Photo courtesy of Ryan Thompson.

Anthony Rose is a busy guy. Since leaving the popular Drake Hotel in 2012 after a five year stint as the head of food services, Rose launched his own venture: Rose & Sons, a greasy spoon saloon undercut with just enough sophistication to make food critics swoon.

Fast forward three years, and he is currently overseeing four successful restaurants, the most recent of which, Swan by Rose & Sons, opened this past July. Along with the restaurants, Rose owns Schmaltz Appetizing, a shop dedicated to appetizers. He also intends to open a barebones cocktail lounge named Bar Begonia. The bar is scheduled to open this November.

With all this work, one could be forgiven for thinking that Rose would be exhausted, but talking to him over the phone, all I can hear is enthusiasm. Rose loves his job and it shows. “Everything that I’ve ever done has simply been from the heart,” he tells me. The sentiment extends to how he treats his staff and the relaxed atmosphere that they all aspire to maintain across each of his establishments.

Rose could be considered the antithesis to Gordon Ramsey. “We don’t take ourselves seriously, but we take what we do very seriously,” he said, adding, “It’s suffusing that simple atmosphere with quality everything, whether it’s the cocktail program, the ambience of the environment, or the food. But the service is what matters.”

Come closing time, the only goal for Rose and his tightly knit team is to make sure that customers are going to come back, and hopefully prompting them to try out some of their other offerings, many of which are located on Dupont Street.

Rose & Sons, Toronto by jennifer yin is licensed under CC BY 2.0​.

Rose & Sons, Toronto by jennifer yin is licensed under CC BY 2.0​.

Swan by Rose & Sons, the youngest of the Rose & Sons family, is the first to step away from the Dupont area.

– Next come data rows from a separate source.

PR #4274, opened 2020-12-07
Fixed creating multiple files for recording selfie videos

### LINKED ISSUE #4268: Unexpected copy of selfie video is visible in main ODK directory if a form is filled after data migration

#### Problem description
Unexpected copy of selfie video is visible in main ODK directory if a form is filled after data migration

1. ODK data are migrated to internal storage
2. User fills a form with **Selfie video** widget
3. User records selfie video and finishes form

#### Actual result
* Copy of selfie video is visible in main ODK directory 
* Removing submission does not clear the copy of selfie video
* Uninstalling does not remove the copy of selfie video - this behavior does not always occur, the condition is undefined

Screenshot_20201204-135312

#### Expected behavior
Copy of selfie video should not be created

#### Other information 
The issue is not visible if data are not migrated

It moved into a space once occupied by a popular diner in the Trinity Bellwoods area. The retro cherry booths and vinyl-topped stools have been left just as the residents remember them. “We try to do as little as possible and preserve the history that’s already there,” Rose says. “If you’d been going there for a long time and sat down right now, you wouldn’t notice much difference.” Well, maybe not, except for the giant standing surfboard from Danny Hess.

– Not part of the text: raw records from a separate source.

PR #4281, opened 2020-12-08
Always allow download of form with same formid/version

### LINKED ISSUE #4276: Blocking download of forms with same formid/version doesn't work with Central draft testing
#4261 prevents download of form definitions with the same formid/version as an existing form on the device. However, when testing a Central draft this may be necessary. Currently, Collect has no way of knowing that we're dealing with a draft situation.

A few options:
- allow downloading forms with same formid/version
- allow downloading forms with same formid/version if there are no instances. I'm not sure this is all that helpful because it makes sense to fill out instances when testing
- allow downloading forms with same formid/version if `/draft` is in the path. This is pretty hacky.

lognaturel:
Reverts c59d6138dfbc37330aecc2816c1e4d4ecb11e085 and 0fabbdf766211f96e2e9c5f5582d37252e8719cc

Closes #4276

Iterated on a Central draft and verified revisions could be downloaded.

As I gave this more thought, I realized that we don't know enough about people's weird servers and workflows to prevent download of forms with same formid/version. I've left in analytics so we can find out how common it is. I think that to really solve all the problems around matching formid/version we should link instances to their forms through something truly unique like the database id or form hash. I added a note about this bad property of the system in state.md.

For now, reverting to the existing behavior feels like a pragmatic, safe approach. We've learned a lot through this experiment so I'm glad we thought through it but I think it's too aggressive for now.

This is intended to revert to the same behavior as in v1.28 and prior. It touches blank form download and that's where the regression risk is.

No.

No.


seadowg (approved):

kkrawczyk123:
**Tested with success!**

Tested cases:
- download the same form from Aggregate
- download the same form from Aggregate when submission fulfilled
- download the same form from Aggregate when media changed
- download the same form from Central
- download the same form from Central - draft version
- download the same form from Central when submission fulfilled
- download the same form from Google Drive
- download the same form from Google Drive when submission fulfilled

mmarciniak90:
Tested with success on Android versions: 7.0, 8.1, 10.0

lognaturel:
🎉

Swan’s menu emphasizes the simplicity and freshness of Californian dishes, with a focus on vegetables and a notable influence from Spanish cooking (or “meals your abuela would make”). The restaurant is influenced by the several years Rose spent learning at Le Cordon Bleu and cooking around San Francisco, which he remembers as one of those character-building, before-and-after experiences. “It was nice to be so far away from home and be totally self-reliant and undertake such a huge adventure like that,” he says. “I loved that one could be living in the city of San Francisco but you could get to the ocean in ten minutes; hop across the bridge and be in the mountains in twenty minutes; cruise through Nappa Valley in an hour. It was fantastic to be in that kind of habitat.”

The way Rose puts it, becoming a chef was always the only option. Brought up Jewish, food was a relevant part of his life from day one. He was raised on the fattoush and kishka of Eastern Europe, feasting on meals cooked lovingly by his mother and grandmother for the Sabbath. Like everything else Rose has created, these culinary appetites would find a place in the selection on offer at Fat Pasha, a synthesis of Middle Eastern culture, Israeli street food, and the Grateful Dead. He lingered in academia for a while before being kicked out of university for cheating on an exam — “I hated school,” he says, laughing — and because he was already cooking plenty, the decision came naturally. He applied to Centro in the ‘90s, settled on San Francisco for the next chapter of his life, and the rest, as they say, is history.

So what’s next for Rose? In the coming year, a much needed retreat to the cottage with his family, yoga sessions, and exploring new work opportunities in Brooklyn and Los Angeles. “At the end of the day,” he explained, “we want to collaborate with amazing and talented people who are passionate about what they do and continue to do things our way.”